-------- AVAILABLE DATA
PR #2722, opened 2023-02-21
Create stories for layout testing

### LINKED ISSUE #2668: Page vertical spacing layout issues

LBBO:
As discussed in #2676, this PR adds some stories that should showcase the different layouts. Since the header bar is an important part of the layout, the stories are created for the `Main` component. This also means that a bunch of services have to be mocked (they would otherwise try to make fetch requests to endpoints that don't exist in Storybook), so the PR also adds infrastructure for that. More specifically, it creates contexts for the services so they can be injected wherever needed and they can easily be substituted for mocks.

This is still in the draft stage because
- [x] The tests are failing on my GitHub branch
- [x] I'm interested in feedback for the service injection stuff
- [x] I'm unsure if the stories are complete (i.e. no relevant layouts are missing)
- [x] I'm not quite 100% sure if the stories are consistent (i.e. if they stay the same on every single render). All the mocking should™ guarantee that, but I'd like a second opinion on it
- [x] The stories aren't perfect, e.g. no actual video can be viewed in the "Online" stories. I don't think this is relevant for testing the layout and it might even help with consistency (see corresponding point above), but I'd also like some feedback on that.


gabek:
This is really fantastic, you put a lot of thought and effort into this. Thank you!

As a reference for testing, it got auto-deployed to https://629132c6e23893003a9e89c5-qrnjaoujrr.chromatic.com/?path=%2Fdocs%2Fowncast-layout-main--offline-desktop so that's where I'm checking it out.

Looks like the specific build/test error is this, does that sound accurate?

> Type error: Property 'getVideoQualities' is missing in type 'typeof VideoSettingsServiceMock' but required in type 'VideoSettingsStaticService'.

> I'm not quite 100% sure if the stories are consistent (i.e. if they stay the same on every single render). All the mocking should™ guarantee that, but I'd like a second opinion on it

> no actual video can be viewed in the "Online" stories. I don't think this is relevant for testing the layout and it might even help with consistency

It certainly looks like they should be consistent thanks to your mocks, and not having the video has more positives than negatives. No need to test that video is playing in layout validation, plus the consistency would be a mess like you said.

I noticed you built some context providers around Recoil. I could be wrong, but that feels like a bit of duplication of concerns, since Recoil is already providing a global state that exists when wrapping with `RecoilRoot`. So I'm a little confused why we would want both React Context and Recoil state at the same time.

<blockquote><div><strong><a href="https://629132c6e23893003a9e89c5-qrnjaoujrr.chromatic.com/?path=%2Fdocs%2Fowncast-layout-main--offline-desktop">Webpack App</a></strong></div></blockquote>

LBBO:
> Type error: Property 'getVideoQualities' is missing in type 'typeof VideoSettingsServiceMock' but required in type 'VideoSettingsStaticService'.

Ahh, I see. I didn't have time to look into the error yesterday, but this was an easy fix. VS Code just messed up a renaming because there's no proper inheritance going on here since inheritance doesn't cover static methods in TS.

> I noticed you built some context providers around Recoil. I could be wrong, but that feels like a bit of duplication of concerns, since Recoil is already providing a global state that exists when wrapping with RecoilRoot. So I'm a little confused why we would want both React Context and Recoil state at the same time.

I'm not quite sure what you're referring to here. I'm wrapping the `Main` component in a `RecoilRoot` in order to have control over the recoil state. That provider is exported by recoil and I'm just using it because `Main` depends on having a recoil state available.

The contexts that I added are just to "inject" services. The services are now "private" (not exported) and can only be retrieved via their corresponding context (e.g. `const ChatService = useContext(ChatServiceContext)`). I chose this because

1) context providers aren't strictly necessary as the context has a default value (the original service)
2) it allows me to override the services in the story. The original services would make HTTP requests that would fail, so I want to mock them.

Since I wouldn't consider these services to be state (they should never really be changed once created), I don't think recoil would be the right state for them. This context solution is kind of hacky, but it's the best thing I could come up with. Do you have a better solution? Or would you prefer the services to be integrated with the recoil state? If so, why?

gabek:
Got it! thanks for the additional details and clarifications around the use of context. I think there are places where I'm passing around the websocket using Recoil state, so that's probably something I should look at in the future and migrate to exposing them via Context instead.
----------------
[YOUR GOAL]
Each line of the data must be retyped exactly.

[ANSWER TO THE PROBLEM]
PR #2722, opened 2023-02-21
Create stories for layout testing

### LINKED ISSUE #2668: Page vertical spacing layout issues

LBBO:
As discussed in #2676, this PR adds some stories that should showcase the different layouts. Since the header bar is an important part of the layout, the stories are created for the `Main` component. This also means that a bunch of services have to be mocked (they would otherwise try to make fetch requests to endpoints that don't exist in Storybook), so the PR also adds infrastructure for that. More specifically, it creates contexts for the services so they can be injected wherever needed and they can easily be substituted for mocks.

This is still in the draft stage because
- [x] The tests are failing on my GitHub branch
- [x] I'm interested in feedback for the service injection stuff
- [x] I'm unsure if the stories are complete (i.e. no relevant layouts are missing)
- [x] I'm not quite 100% sure if the stories are consistent (i.e. if they stay the same on every single render). All the mocking should™ guarantee that, but I'd like a second opinion on it
- [x] The stories aren't perfect, e.g. no actual video can be viewed in the "Online" stories. I don't think this is relevant for testing the layout and it might even help with consistency (see corresponding point above), but I'd also like some feedback on that.


gabek:
This is really fantastic, you put a lot of thought and effort into this. Thank you!

As a reference for testing, it got auto-deployed to https://629132c6e23893003a9e89c5-qrnjaoujrr.chromatic.com/?path=%2Fdocs%2Fowncast-layout-main--offline-desktop so that's where I'm checking it out.

Looks like the specific build/test error is this, does that sound accurate?

> Type error: Property 'getVideoQualities' is missing in type 'typeof VideoSettingsServiceMock' but required in type 'VideoSettingsStaticService'.

> I'm not quite 100% sure if the stories are consistent (i.e. if they stay the same on every single render). All the mocking should™ guarantee that, but I'd like a second opinion on it

> no actual video can be viewed in the "Online" stories. I don't think this is relevant for testing the layout and it might even help with consistency

It certainly looks like they should be consistent thanks to your mocks, and not having the video has more positives than negatives. No need to test that video is playing in layout validation, plus the consistency would be a mess like you said.

I noticed you built some context providers around Recoil. I could be wrong, but that feels like a bit of duplication of concerns, since Recoil is already providing a global state that exists when wrapping with `RecoilRoot`. So I'm a little confused why we would want both React Context and Recoil state at the same time.

<blockquote><div><strong><a href="https://629132c6e23893003a9e89c5-qrnjaoujrr.chromatic.com/?path=%2Fdocs%2Fowncast-layout-main--offline-desktop">Webpack App</a></strong></div></blockquote>

LBBO:
> Type error: Property 'getVideoQualities' is missing in type 'typeof VideoSettingsServiceMock' but required in type 'VideoSettingsStaticService'.

Ahh, I see. I didn't have time to look into the error yesterday, but this was an easy fix. VS Code just messed up a renaming because there's no proper inheritance going on here since inheritance doesn't cover static methods in TS.

> I noticed you built some context providers around Recoil. I could be wrong, but that feels like a bit of duplication of concerns, since Recoil is already providing a global state that exists when wrapping with RecoilRoot. So I'm a little confused why we would want both React Context and Recoil state at the same time.

I'm not quite sure what you're referring to here. I'm wrapping the `Main` component in a `RecoilRoot` in order to have control over the recoil state. That provider is exported by recoil and I'm just using it because `Main` depends on having a recoil state available.

The contexts that I added are just to "inject" services. The services are now "private" (not exported) and can only be retrieved via their corresponding context (e.g. `const ChatService = useContext(ChatServiceContext)`). I chose this because

1) context providers aren't strictly necessary as the context has a default value (the original service)
2) it allows me to override the services in the story. The original services would make HTTP requests that would fail, so I want to mock them.

Since I wouldn't consider these services to be state (they should never really be changed once created), I don't think recoil would be the right state for them. This context solution is kind of hacky, but it's the best thing I could come up with. Do you have a better solution? Or would you prefer the services to be integrated with the recoil state? If so, why?

gabek:
Got it! thanks for the additional details and clarifications around the use of context. I think there are places where I'm passing around the websocket using Recoil state, so that's probably something I should look at in the future and migrate to exposing them via Context instead.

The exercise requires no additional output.